If you depend on an NAB card, the best thing to do is to withdraw cash sufficient for your fuel and other purchases from a non-NAB ATM.


----------



## UberDriverAU (Nov 4, 2015)

Jack Malarkey said:


> If you depend on an NAB card, the best thing to do is to withdraw cash sufficient for your fuel and other purchases from a non-NAB ATM.


Nowadays I carry $100 as a backup just in case electronic payments aren't possible for some reason. One time at the supermarket I could see that there was money in my account, but payment wouldn't go through and ATMs (even those operated by my bank) wouldn't let me take cash out. That was annoying enough to warrant carrying around a small amount of cash which slips nicely into my phone wallet case and takes up zero extra space.


----------



## Jack Malarkey (Jan 11, 2016)

UberDriverAU said:


> Nowadays I carry $100 as a backup just in case electronic payments aren't possible for some reason. One time at the supermarket I could see that there was money in my account, but payment wouldn't go through and ATMs (even those operated by my bank) wouldn't let me take cash out. That was annoying enough to warrant carrying around a small amount of cash which slips nicely into my phone wallet case and takes up zero extra space.

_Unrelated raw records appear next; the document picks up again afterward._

PR #79, opened 2021-07-26
Verify sig decouple

rchaing-figure:
Setup the signature/data verify at the SignatureInputStream level, cleaned up signer variable.

### DIFF
--- a/p8e-util/src/main/kotlin/io/p8e/crypto/SignatureInputStream.kt
+++ b/p8e-util/src/main/kotlin/io/p8e/crypto/SignatureInputStream.kt
@@ -2,23 +2,27 @@ package io.p8e.crypto
 
 import java.io.InputStream
 import java.security.PublicKey
+import java.security.Signature
 
 class SignatureInputStream(
     private val inputStream: InputStream,
-    private val signer: SignerImpl,
+    private val signer: SignerImpl? = null,
+    private val verify: Signature? = null,
     private val signatureBytes: ByteArray? = null
 ): InputStream() {
     override fun read(): Int {
         val res = inputStream.read()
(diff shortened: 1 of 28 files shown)


p8e-util/src/main/kotlin/io/p8e/crypto/SignatureInputStream.kt
```diff
@@ -2,63 +2,67 @@ package io.p8e.crypto
 
 import java.io.InputStream
 import java.security.PublicKey
+import java.security.Signature
 
 class SignatureInputStream(
     private val inputStream: InputStream,
-    private val signer: SignerImpl,
+    private val signer: SignerImpl? = null,
```
piercetrey-figure, line 9: Probably not vital, but since we only ever want either a signer, or a verifier, we could probably make this an enum class with two entries to wrap the signer/verifier and only have one argument and then match based on the type, to make that requirement more clear?

piercetrey-figure (approved):
Just one minor thought for clarification, but overall I get where you are coming from

p8e-util/src/main/kotlin/io/p8e/crypto/SignatureInputStream.kt
rchaing-figure: Yea, i can get this cleaned up, was too excited to get this to TEST and see if it fixes :allthethings 😅

piercetrey-figure: Haha, yeah, don't want to slow that process down 😆

scirner22 (approved):

PR #81, opened 2021-07-30
Create a digest for data stream signing.

rchaing-figure:
Add a message digest in the SmartKey class (output of a hash function) for proper cryptographic signing, adds the necessary padding and out-of-the-box data buffering for streams via `update()`. SmartKey will now sign the hash of the data instead of the data itself (proper way of doing digital signature 🤦 ).

### DIFF
--- a/p8e-util/src/main/kotlin/io/p8e/crypto/SmartKeySigner.kt
+++ b/p8e-util/src/main/kotlin/io/p8e/crypto/SmartKeySigner.kt
@@ -9,7 +9,6 @@ import io.p8e.proto.PK
 import io.p8e.proto.ProtoUtil
 import io.p8e.util.base64Decode
 import io.p8e.util.base64Encode
-import io.p8e.util.base64Sha512
 import io.p8e.util.orThrow
 import io.p8e.util.toPublicKeyProto
 import org.bouncycastle.jce.provider.BouncyCastleProvider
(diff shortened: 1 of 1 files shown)


p8e-util/src/main/kotlin/io/p8e/crypto/SmartKeySigner.kt
```diff
@@ -65,14 +60,19 @@ class SmartKeySigner(
...
 
     override fun update(data: ByteArray, off: Int, res: Int) {
-        signatureRequest?.data = data.copyOfRange(off, res)
+        messageDigest.update(data, off, res)
     }
 
-    override fun sign(): ByteArray = signAndVerifyApi.sign(keyUuid, signatureRequest).signature
+    override fun sign(): ByteArray {
+        // Completes the message digest and adds the necessary padding before signing
+        signatureRequest?.hash = messageDigest.digest()
```
rchaing-figure, line 72: before the standup i had this in the `update` method, so this caused the padding to be off🤦

scirner22: Less bytes over the network as well :)

scirner22 (approved):

piercetrey-figure (approved):
Ohh, yeah, I guess that would do it 😆  Is there any data that needs to be cleaned up in object store as a result of this? Specifically, are there facts for SynergyOne with bad signatures (since they appear to be the only non-test/cronjob affiliate setup with SmartKey)

rchaing-figure:
No, this was only impacting when the bootstrapping key was a SmartKey type, I never converted the bootstrapping key (FigureLending) to SmartKey

PR #83, opened 2021-08-10
Fix for connection reset

rchaing-figure:
Datadog logs were showing some connection reset errors when extension functions were called to convert ephemeral keys to agree keys and transient keys via the SmartKey security object api. The connection reset may have been caused because a new instance of the SecurityObjectApi object was created during this transformation. 

The fix was to add an ExternalKeyCustody class that holds a reference of the security object api that was created during AppConfig time (so that no connection is interrupted).

### DIFF
--- a/p8e-encryption/src/main/kotlin/io/provenance/p8e/encryption/util/ExternalKeyCustodyApi.kt
+++ b/p8e-encryption/src/main/kotlin/io/provenance/p8e/encryption/util/ExternalKeyCustodyApi.kt
@@ -1,0 +1,24 @@
+package io.provenance.p8e.encryption.util
+
+import com.fortanix.sdkms.v1.api.SecurityObjectsApi
+
+/**
+ * A wrapper class for all external key custody apis that are needed.
+ *
+ */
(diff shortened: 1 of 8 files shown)


p8e-encryption/src/main/kotlin/io/provenance/p8e/encryption/util/ExternalKeyCustodyApi.kt
```diff
@@ -0,0 +1,24 @@
+package io.provenance.p8e.encryption.util
+
+import com.fortanix.sdkms.v1.api.SecurityObjectsApi
+
+/**
+ * A wrapper class for all external key custody apis that are needed.
+ *
+ */
+class ExternalKeyCustodyApi(
```
rchaing-figure, line 9: Data class crossed my mind, but thought about future implementation and probably wouldn't make sense, probably need to convert to a factory eventually, but we don't know what the APIs will look like yet.

scirner22 (approved):

piercetrey-figure (approved):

That's wise given that if you cannot pay for fuel, the car remains at the service station until you can.


----------



## UberDriverAU (Nov 4, 2015)

Jack Malarkey said:


> That's wise given that if you cannot pay for fuel, the car remains at the service station until you can.


Exactly Jack. It's an inconvenience at the supermarket, but at least you can always put stuff back on the shelf. It's a bit hard to siphon fuel out of your tank and give it back to the petrol station if you can't pay.


----------



## Jack Malarkey (Jan 11, 2016)

https://www.google.com.au/amp/amp.abc.net.au/article/9803232

Extract:

NAB says it will compensate customers "100 per cent" for any losses incurred during a nationwide outage that left people cashless and small businesses unable to process transactions on a crucial trading day.

Several of the banks services were down for almost seven hours on Saturday including internet and mobile banking, ATMs and eftpos.


----------